Collected data entries
PR #11109, opened 2020-01-13
raft-forwarder: Track metrics for request times

babbageclunk:
### Checklist

----

## Description of change

We're seeing raft lease operation times longer than we'd expect, particularly given the metrics from the raft internals. Adding metrics to the forwarder should give us more information about where the time is going. The forwarder will report both the full time for each operation from request to response, as well as the time for raft to apply each one and give a response.

## QA steps

Running `juju_metrics` on the raft-leader controller machine includes the new `juju_raftforwarder` metrics, broken down into "full" and "apply" sections.

```
# HELP juju_raftforwarder_request Request times for raft forwarder operations in ms
# TYPE juju_raftforwarder_request summary
juju_raftforwarder_request{section="apply",quantile="0.5"} 3.252875
juju_raftforwarder_request{section="apply",quantile="0.9"} 3.655554
juju_raftforwarder_request{section="apply",quantile="0.99"} 5.74508
juju_raftforwarder_request_sum{section="apply"} 601.1322479999994
juju_raftforwarder_request_count{section="apply"} 190
juju_raftforwarder_request{section="full",quantile="0.5"} 3.487774
juju_raftforwarder_request{section="full",quantile="0.9"} 3.8945
juju_raftforwarder_request{section="full",quantile="0.99"} 5.960011
juju_raftforwarder_request_sum{section="full"} 638.9324020000003
juju_raftforwarder_request_count{section="full"} 190
```

## Documentation changes
None

## Bug reference
None

### DIFF
--- a/worker/raft/raftforwarder/metrics.go
+++ b/worker/raft/raftforwarder/metrics.go
@@ -1,0 +1,58 @@
+// Copyright 2020 Canonical Ltd.
+// Licensed under the AGPLv3, see LICENCE file for details.
+
+package raftforwarder
+
+import (
+	"time"
+
+	"github.com/prometheus/client_golang/prometheus"
+)
+
+const (
+	metricsNamespace = "juju_raftforwarder"
+)
+
+// metricsCollector is a prometheus.Collector that collects metrics
+// about how long it's taking to forward requests to raft and get
+// responses.
+type metricsCollector struct {
+	requests *prometheus.SummaryVec
+}
+
+func newMetricsCollector() *metricsCollector {
+	return &metricsCollector{
+		requests: prometheus.NewSummaryVec(prometheus.SummaryOpts{
+			Namespace: metricsNamespace,
+			Name:      "request",
+			Help:      "Request times for raft forwarder operations in ms",
+			Objectives: map[float64]float64{
+				0.5:  0.05,
+				0.9:  0.01,
+				0.99: 0.001,
+			},
+		}, []string{
+			// section can be "apply" (just the time to apply req and
+			// get a response from raft) or "full" (total time from
+			// request received to response sent)
+			"section",
+		}),
+	}
+}
+
+func (m *metricsCollector) record(start time.Time, section string) {
+	elapsedMS := float64(time.Now().Sub(start)) / float64(time.Millisecond)
+	m.requests.With(prometheus.Labels{
+		"section": section,
+	}).Observe(elapsedMS)
+}
+
+// Describe is part of prometheus.Collector.
+func (c *metricsCollector) Describe(ch chan<- *prometheus.Desc) {
+	c.requests.Describe(ch)
+}
+
+// Collect is part of prometheus.Collector.
+func (c *metricsCollector) Collect(ch chan<- prometheus.Metric) {
+	c.requests.Collect(ch)
+}
--- a/worker/raft/raftforwarder/worker.go
+++ b/worker/raft/raftforwarder/worker.go
@@ -9,6 +9,7 @@ import (
 	"github.com/hashicorp/raft"
 	"github.com/juju/errors"
 	"github.com/juju/pubsub"
+	"github.com/prometheus/client_golang/prometheus"
 	"gopkg.in/juju/worker.v1"
 	"gopkg.in/juju/worker.v1/catacomb"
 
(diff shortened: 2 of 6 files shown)


worker/raft/raftforwarder/metrics.go
```diff
@@ -0,0 +1,58 @@
...
+}
+
+func newMetricsCollector() *metricsCollector {
+	return &metricsCollector{
+		requests: prometheus.NewSummaryVec(prometheus.SummaryOpts{
+			Namespace: metricsNamespace,
+			Name:      "request",
+			Help:      "Request times for raft forwarder operations in ms",
+			Objectives: map[float64]float64{
+				0.5:  0.05,
```
howbazaar: I don't understand this map.

Also, what is the difference between a SummaryVec and a GuageVec?

worker/raft/raftforwarder/worker.go
```diff
@@ -104,11 +111,16 @@ func (w *forwarder) Wait() error {
 
 func (w *forwarder) loop() error {
 	defer w.unsubscribe()
+	if w.config.PrometheusRegisterer != nil {
```
howbazaar: We don't need the nil check as a nil registerer is invalid config right?

worker/raft/raftforwarder/worker.go
```diff
@@ -129,15 +141,18 @@ func (w *forwarder) handleRequest(_ string, req raftlease.ForwardRequest, err er
...
+		w.metrics.record(start, "full")
 	}()
 }
 
 func (w *forwarder) processRequest(command string) (raftlease.ForwardResponse, error) {
 	var empty raftlease.ForwardResponse
+	start := time.Now()
 	future := w.config.Raft.Apply([]byte(command), applyTimeout)
 	if err := future.Error(); err != nil {
 		return empty, errors.Trace(err)
```
howbazaar: Wouldn't it make sense to have in a record before the return as well?

howbazaar: I guess there is a potential here that future.Error is returning an error sometimes

worker/raft/raftforwarder/metrics.go
```diff
@@ -0,0 +1,58 @@
...
+			// section can be "apply" (just the time to apply req and
+			// get a response from raft) or "full" (total time from
+			// request received to response sent)
+			"section",
+		}),
+	}
+}
+
+func (m *metricsCollector) record(start time.Time, section string) {
+	elapsedMS := float64(time.Now().Sub(start)) / float64(time.Millisecond)
```
howbazaar: Why not just use `time.Now().Sub(start).Milliseconds()`, it returns an int64

worker/raft/raftforwarder/metrics.go
babbageclunk: Summary is what produces the quantiles we use in the raft charts. Gauges are more limited - you can't calculate a rate for them, for example. We use them to track number of models, the docs use them for things like temperature - quantities that go up and down but don't represent specific events.
https://prometheus.io/docs/concepts/metric_types/

The map sets what quantiles the summary collects and the estimation error for each quantile, as far as I understand it. I copied those values from the docs - they're the defaults but they say not to rely on the defaults since they'll be changing at some point in the future. 
https://godoc.org/github.com/prometheus/client_golang/prometheus#Summary
https://godoc.org/github.com/prometheus/client_golang/prometheus#SummaryOpts

worker/raft/raftforwarder/worker.go
babbageclunk: Good point, removing.

worker/raft/raftforwarder/worker.go
babbageclunk: I wasn't going to include errors in the stats - do you think I should, as another axis?

worker/raft/raftforwarder/metrics.go
babbageclunk: Not sure - I cargo-culted this from the raftlease store metrics - just looking to see if there's a reason.

babbageclunk: Duration.Milliseconds() is Go 1.13. I think we're still Go 1.10 on the snap builders, maybe the others?

worker/raft/raftforwarder/worker.go
howbazaar: I think it would be interesting to see an error rate for the future. It should be really low right?

worker/raft/raftforwarder/metrics.go
howbazaar: Ah, fair enough. Perhaps leave a note to clean up with Go 1.13 :)

worker/raft/raftforwarder/metrics.go
howbazaar: OK

babbageclunk:
$$merge$$

PR #11124, opened 2020-01-17
Add relations to the cache, and extra model details.

howbazaar:
In order to provide the information to the upcoming model summary watcher (which will be implemented in the cache), we need to get some extra information into the cache.

There is a drive by that renames the ModelUpdate type from the core/multiwatcher package back to ModelInfo. This was renamed previously when the type was moved into the apiserver/params package and we had to deal with a naming collision. Renamed it back for this type for consistency with the rest of the package.

Adds three pieces of information from the state.Model in through the allwatcher: Cloud, Region, and Credential. Each of these is just a string value in the underlying document, so just adding these to the multiwatcher info type is sufficient to pass them along. Also needed to add these to the cache change type, and this makes them available to the internals of the cache.

The cache needed to know about relations, so pass the relation changes from the modelcache worker though to the controller, and add methods to add and remove the relations to the cached model.

## QA steps

Nothing is exposed to the outside world yet, that is coming.

## Documentation changes

Everything is internal, no user facing change.

### DIFF
--- a/core/cache/cachetest/state.go
+++ b/core/cache/cachetest/state.go
@@ -4,6 +4,8 @@
 package cachetest
 
 import (
+	"strings"
+
 	"github.com/juju/errors"
 	jc "github.com/juju/testing/checkers"
 	gc "gopkg.in/check.v1"
@@ -12,6 +14,7 @@ import (
 	"github.com/juju/juju/core/life"
 	"github.com/juju/juju/core/lxdprofile"
 	"github.com/juju/juju/core/model"
+	"github.com/juju/juju/core/permission"
 	"github.com/juju/juju/network"
 	"github.com/juju/juju/state"
 )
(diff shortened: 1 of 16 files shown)


core/cache/cachetest/state.go
```diff
@@ -32,13 +35,22 @@ func ModelChange(c *gc.C, model *state.Model) cache.ModelChange {
 	status, err := model.Status()
 	c.Assert(err, jc.ErrorIsNil)
 
+	users, err := model.Users()
+	permissions := make(map[string]permission.Access)
+	for _, user := range users {
+		// Cache permission map is always lower case.
+		permissions[strings.ToLower(user.UserName)] = user.Access
```
wallyworld: This works for external users also? ie fred@external.
I can't recall if UserName includes the domain suffix

howbazaar: It does. UserName is the fred@external bit.

howbazaar:
$$merge$$

howbazaar:

howbazaar:
$$merge$$ different intermittent failure

PR #11128, opened 2020-01-20
Make non-running status be '503 Service Unavailable'

howbazaar:
The health endpoint in the apiserver now returns a '503 Service Unavailable' instead of '200 OK' if the apiserver health isn't 'running'.

## QA steps

```sh
juju bootstrap lxd test
juju ssh -m controller 0
curl --insecure https://localhost:17070/health
```

## Documentation changes

When we add docs around this as outlined in #11096 we'd specify the status code return values.

## Bug reference

https://bugs.launchpad.net/juju/+bug/1797848


howbazaar:
$$merge$$

PR #11131, opened 2020-01-21
Surface HA primary controller machine to the user.

anastasiamac:
## Description of change

In HA setups, there is no way to find out which machine is "primary". Primary controller machine is the one has a local mongo that is considered to be primary (or master) in a replicaset.

If the machine is a primary HA. then in HA setup, this will be reflected in the output of:
* 'juju status --format=yaml' - https://pastebin.ubuntu.com/p/XnkmKB4BD9/ 
* 'juju machines --format=yaml' - https://pastebin.ubuntu.com/p/2B4FC3tNWC/
* 'juju show-machine' - https://pastebin.ubuntu.com/p/KFZF72vwvg/
* 'juju show-controller' - https://pastebin.ubuntu.com/p/bvbgdBV5wR/

## QA steps

1. bootstrap
2. enable ha
3. run any of the command above
4. change replicaset master (I've logged in into primary and ```rs.stepDown(90,30)``` until a new primary was selected
5. run any of the modified command to see new primary

## Bug reference

https://bugs.launchpad.net/juju/+bug/1860291

### DIFF
--- a/apiserver/common/machine_test.go
+++ b/apiserver/common/machine_test.go
@@ -10,6 +10,7 @@ import (
 	"github.com/juju/naturalsort"
 	jc "github.com/juju/testing/checkers"
 	gc "gopkg.in/check.v1"
+	"gopkg.in/juju/names.v3"
 
 	"github.com/juju/juju/apiserver/common"
 	"github.com/juju/juju/apiserver/params"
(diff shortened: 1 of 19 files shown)


mitechie:
In status what do you think of having it declare that the non leaders have the key but a false value vs omission?

mitechie:
This is great. Thanks for getting into all the places.

anastasiamac:
@mitechie,

I was thinking about providing 'false' for all non-primary.. But it'll be a lot of noise... no? 

And if we are going to show false for non-primary, it'll be in all outputs for consistency :) not just in 'status'.

anastasiamac:
10:06:54 FAIL EXPECTED: contextfactory_test.go:518: ContextFactorySuite.TestNewHookContextRelationChangedUpdatesRelationContextAndCaches (application settings should be properly cached)	0.032s

!!build!!

apiserver/common/machine_test.go
```diff
@@ -239,10 +240,53 @@ func (s *machineSuite) TestMachineInstanceInfoWithSetDisplayName(c *gc.C) {
...
+	})
+}
+
 type mockState struct {
 	common.ModelManagerBackend
-	machines        map[string]*mockMachine
-	controllerNodes map[string]*mockControllerNode
+	machines         map[string]*mockMachine
+	controllerNodes  map[string]*mockControllerNode
+	haPimaryMachineF func() (names.MachineTag, error)
```
babbageclunk: typo: haPimaryMachineF

anastasiamac: Oooh ! eye of an eagle :) Thank you for spotting.

anastasiamac:
$$merge$$

mitechie:
Yes agree it'd be more than status. Since the yaml is meant to be machine
read it's often easier to just read a value vs check for its existence as
well. Also since it's meant to be more machine readable in figured the
noise wasn't much of an impact.

PR #11136, opened 2020-01-21
Cache unit state

hmlanigan:
## Description of change

As part of server-side state storage for charms in uniter++ work:
- Create API endpoints (in uniter facade) for reading/writing per-unit charm state.
- Add code in the uniter's hook context which will use the above APIs.  Nothing uses it yet.

There are Trello cards for pylibjuju updates and integration tests related to this project: 

- https://trello.com/c/SITS4ELq/2247-pyibjuju-updates 
- https://trello.com/c/VU01V4vG/2246-integration-tests

## QA steps

There is currently no direct way to test this code, it's part of the ongoing uniter++ project. There should be no impact to current juju operation.


worker/uniter/runner/context/context.go
```diff
@@ -892,6 +981,17 @@ func (ctx *HookContext) Flush(process string, ctxErr error) (err error) {
 		}
 	}
 
+	// TODO: We need a uniter API to persist the following in a single txn:
+	// - the state
+	// - relation data
+	// - storage changes
+	// - podspec
+	if ctx.cacheValues != nil && writeChanges {
```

■ About this task: Every line in the data that holds the string "mockMachine" should be copied.

■ Response to this task:
-	machines        map[string]*mockMachine
+	machines         map[string]*mockMachine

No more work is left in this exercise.